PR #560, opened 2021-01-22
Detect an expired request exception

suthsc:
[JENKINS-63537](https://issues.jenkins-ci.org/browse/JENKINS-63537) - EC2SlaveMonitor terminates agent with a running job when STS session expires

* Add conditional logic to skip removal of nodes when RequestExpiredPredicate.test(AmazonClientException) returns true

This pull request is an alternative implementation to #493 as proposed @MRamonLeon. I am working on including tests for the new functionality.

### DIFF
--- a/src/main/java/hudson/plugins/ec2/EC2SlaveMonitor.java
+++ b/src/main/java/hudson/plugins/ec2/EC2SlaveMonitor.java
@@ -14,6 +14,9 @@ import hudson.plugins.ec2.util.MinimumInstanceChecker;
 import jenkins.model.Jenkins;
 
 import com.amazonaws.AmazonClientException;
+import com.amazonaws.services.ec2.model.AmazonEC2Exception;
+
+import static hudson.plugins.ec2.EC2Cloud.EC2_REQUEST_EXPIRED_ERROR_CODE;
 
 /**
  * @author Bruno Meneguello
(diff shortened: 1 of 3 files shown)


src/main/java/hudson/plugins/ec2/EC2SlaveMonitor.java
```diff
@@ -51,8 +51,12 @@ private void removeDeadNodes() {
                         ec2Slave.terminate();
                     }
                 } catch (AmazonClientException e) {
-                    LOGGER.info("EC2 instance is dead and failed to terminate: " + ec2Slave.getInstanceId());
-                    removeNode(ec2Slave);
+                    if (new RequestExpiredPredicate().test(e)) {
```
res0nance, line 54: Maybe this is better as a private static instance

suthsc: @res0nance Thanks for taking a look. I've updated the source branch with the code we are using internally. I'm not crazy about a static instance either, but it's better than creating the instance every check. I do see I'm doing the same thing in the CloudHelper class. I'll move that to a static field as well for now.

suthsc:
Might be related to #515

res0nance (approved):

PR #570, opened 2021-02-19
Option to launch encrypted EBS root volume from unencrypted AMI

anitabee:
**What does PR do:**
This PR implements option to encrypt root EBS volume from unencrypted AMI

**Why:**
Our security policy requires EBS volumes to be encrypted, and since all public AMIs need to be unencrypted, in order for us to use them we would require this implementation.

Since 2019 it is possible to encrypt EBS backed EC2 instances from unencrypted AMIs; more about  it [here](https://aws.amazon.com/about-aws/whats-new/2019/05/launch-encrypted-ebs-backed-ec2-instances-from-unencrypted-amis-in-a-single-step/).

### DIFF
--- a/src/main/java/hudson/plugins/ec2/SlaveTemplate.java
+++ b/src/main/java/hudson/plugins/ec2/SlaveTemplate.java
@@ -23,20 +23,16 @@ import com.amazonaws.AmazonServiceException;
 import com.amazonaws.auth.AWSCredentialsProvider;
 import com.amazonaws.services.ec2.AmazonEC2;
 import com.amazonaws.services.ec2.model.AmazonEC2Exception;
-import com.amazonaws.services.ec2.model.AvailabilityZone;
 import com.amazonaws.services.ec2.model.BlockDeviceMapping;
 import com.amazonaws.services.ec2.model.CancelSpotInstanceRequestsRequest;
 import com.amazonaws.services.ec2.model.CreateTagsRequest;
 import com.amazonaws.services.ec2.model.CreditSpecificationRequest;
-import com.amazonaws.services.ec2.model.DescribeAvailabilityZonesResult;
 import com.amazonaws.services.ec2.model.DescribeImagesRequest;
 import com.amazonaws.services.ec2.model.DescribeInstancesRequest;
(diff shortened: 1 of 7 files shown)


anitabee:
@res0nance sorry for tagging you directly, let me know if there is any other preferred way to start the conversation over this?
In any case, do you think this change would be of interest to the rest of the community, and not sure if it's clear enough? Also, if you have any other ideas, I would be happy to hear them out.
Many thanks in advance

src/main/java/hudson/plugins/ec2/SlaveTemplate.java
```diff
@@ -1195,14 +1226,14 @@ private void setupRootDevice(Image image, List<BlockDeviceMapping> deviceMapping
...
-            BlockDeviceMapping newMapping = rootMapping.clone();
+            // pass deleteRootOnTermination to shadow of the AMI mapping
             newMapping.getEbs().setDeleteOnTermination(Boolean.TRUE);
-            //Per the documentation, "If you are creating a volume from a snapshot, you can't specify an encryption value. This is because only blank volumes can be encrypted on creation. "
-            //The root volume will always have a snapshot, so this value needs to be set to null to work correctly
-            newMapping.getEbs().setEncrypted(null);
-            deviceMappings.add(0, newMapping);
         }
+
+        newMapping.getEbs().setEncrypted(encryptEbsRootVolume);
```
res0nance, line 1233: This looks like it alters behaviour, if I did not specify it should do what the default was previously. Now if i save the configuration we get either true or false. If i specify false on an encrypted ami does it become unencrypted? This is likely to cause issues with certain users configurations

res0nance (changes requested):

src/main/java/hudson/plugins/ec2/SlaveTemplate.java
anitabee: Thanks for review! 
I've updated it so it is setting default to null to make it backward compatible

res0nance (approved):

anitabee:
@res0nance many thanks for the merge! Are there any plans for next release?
==========
- [Work instruction]: What is needed is an exact repetition of the lines from the first line of the records through the line containing "import com.amazonaws.AmazonClientException;", both ends included, and nothing more.

- [Answer to this task]:
PR #560, opened 2021-01-22
Detect an expired request exception

suthsc:
[JENKINS-63537](https://issues.jenkins-ci.org/browse/JENKINS-63537) - EC2SlaveMonitor terminates agent with a running job when STS session expires

* Add conditional logic to skip removal of nodes when RequestExpiredPredicate.test(AmazonClientException) returns true

This pull request is an alternative implementation to #493 as proposed @MRamonLeon. I am working on including tests for the new functionality.

### DIFF
--- a/src/main/java/hudson/plugins/ec2/EC2SlaveMonitor.java
+++ b/src/main/java/hudson/plugins/ec2/EC2SlaveMonitor.java
@@ -14,6 +14,9 @@ import hudson.plugins.ec2.util.MinimumInstanceChecker;
 import jenkins.model.Jenkins;
 
 import com.amazonaws.AmazonClientException;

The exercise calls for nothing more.